▶ EXERCISE
Transcribe the data that follows. Match it character for character.

▶ DATA BLOCK
PR #3793, opened 2016-12-15
dashboard: Use local ajax over $.ajax; ajax: Create AjaxError

mc10:
I'm not too big of a fan of `ajax`'s error handling; any ideas for improvement?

▶ COMPLETED TASK
PR #3793, opened 2016-12-15
dashboard: Use local ajax over $.ajax; ajax: Create AjaxError

mc10:
I'm not too big of a fan of `ajax`'s error handling; any ideas for improvement?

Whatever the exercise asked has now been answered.